After more than a decade of delays, South Africa has finally brought e-hailing into the country’s legal transport framework. On September 12, President Cyril Ramaphosa signed the National Land Transport Amendment Act (NLTA) into law, formally recognising platforms like Uber and Bolt as part of the public transport system.
The new legislation aims to formalise a transport sector that has long operated in a grey area, straddling the line between legal recognition and informal practices, often marred by violent turf wars over routes. But instead of celebration, the reaction from drivers has been cautious, even fearful. Many say the new requirements, such as the visible vehicle branding, e-hailing operating permits tied to fixed routes, and panic buttons, threaten both their safety and earnings.
“This does not make sense”
At the heart of the backlash is the operating permits. Under the law, e-hailing permits are linked to a driver’s city of registration. For example, a driver with a Pretoria address would only be licensed to operate in Pretoria. Trips to Johannesburg would require dropping off a passenger and immediately returning, without the option of picking up another ride.
“These rules do not align with tech disruption that people need,” says Fickson Chauke, an e-hailing driver.

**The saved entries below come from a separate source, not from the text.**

PR #1929, opened 2025-02-26
backport #1911 to GNOME 45 (based on v56)

ferdnyc:
It will, frankly, be a miracle if I haven't missed or broken anything here, and presumably the CI will need some major adjusting just to be able to test these, but:

This PR is an attempt to bring all of the changes from #1911 to the `backports/gnome-45` branch, which is based off of tag `v56` (the last GNOME 45 release of GSConnect).

For release as `v60`, after `backports/gnome-43` as `v59`, followed by `main` as `v61`.

PR #1930, opened 2025-02-27
CI: Update workflow to support container selection

ferdnyc:
Update the primary CI workflow (renamed from 'main.yml' to 'ci.yml') to also build for PRs and pushes targeting branches with names of the form `backports/gnome-*`, and select the corresponding image from `GSConnect/gsconnect-ci` tagged as `gnome-##`.

This will allow testing branches against GNOME versions other than the default/current, without requiring separate workflows with near-duplicate content like the previous `gnome-3-3[68].yml`. (Those are deleted.)

I've tested this code in my own repos, and it should work accomplish what I'm trying to do here. (Which is, specifically...)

Drivers must apply for the e-hailing permits through municipal authorities, with fees starting around R300 (over $17).
Another e-hailing driver, Thobani Zulu, noted that “honestly, this does not make any sense in terms of the purpose of e-hailing in South Africa, and it will be a big loss for the business and costly in terms of fuel.”
Zulu added that clients will be affected too, as rides outside an operator’s area will either become unavailable or too expensive to cover fuel costs.
Safety versus compliance
For others, branding rules pose the greatest risk. Drivers with personal cars will need to partner with local advertising agencies or fleet companies for compliant branding. Some fleet-owned vehicles already come branded.
“We want to be recognised, yes. But not at the cost of our safety,” says Johannesburg-based driver Qhubani Moyo. “Branding my personal car makes me feel unsafe. It turns my vehicle into a moving billboard, and that’s risky in some areas.”
The National e-Hailing Federation, which represents drivers across the country, has raised concerns about the dangers of branding in townships and informal settlements where visibility can make drivers targets for criminals or rival taxi operators.
This fear is not unfounded. In August 2025, an e-hailing driver was shot and killed at Maponya Mall in Soweto, while two others were wounded and two vehicles torched. The attack was linked to long-running tensions between traditional taxi associations and e-hailing operators.
Old rules for a new industry
The Federation argues that the law reflects outdated thinking. “The thinking is not correct and I do not think they appreciate the tech disruption. This dialogue is a decade late, and some of these recommendations belong to a decade ago,” said Vhatuka Mbelengwa, head of presidency at the federation, in a recent interview with Newsroom Africa.
Younger drivers also complained about being excluded from consultations. “We are the ones most affected by these tech-based laws, yet we were never asked for input,” said Chris Dlozi.
Other elements of the law remain unclear. The panic button requirement, for example, has left drivers puzzled. “We need to figure out what that looks like from a legislative perspective. Is it in-app or in the vehicle? Because if it’s tied to a tracking device, it becomes useless once a hijacker pulls that out,” said driver Emmanuel Mathye.
Meanwhile, some drivers who already operate branded vehicles say the bigger issue is access to permits. “We have been waiting for years for permits that never come. Now there are new permits, but we worry nothing will change,” one driver noted.
“We are currently assessing the requirements of the new legislation and remain committed to working with government and industry partners to support a smooth transition,” Uber said in a statement to . “Our focus remains on ensuring drivers can earn sustainably, while maintaining strong safety and compliance standards and delivering a seamless experience for riders.”
Drivers have been given 180 days to comply with the new rules before enforcement begins. Non-compliance could lead to penalties of up to R100 000 (~$5,700).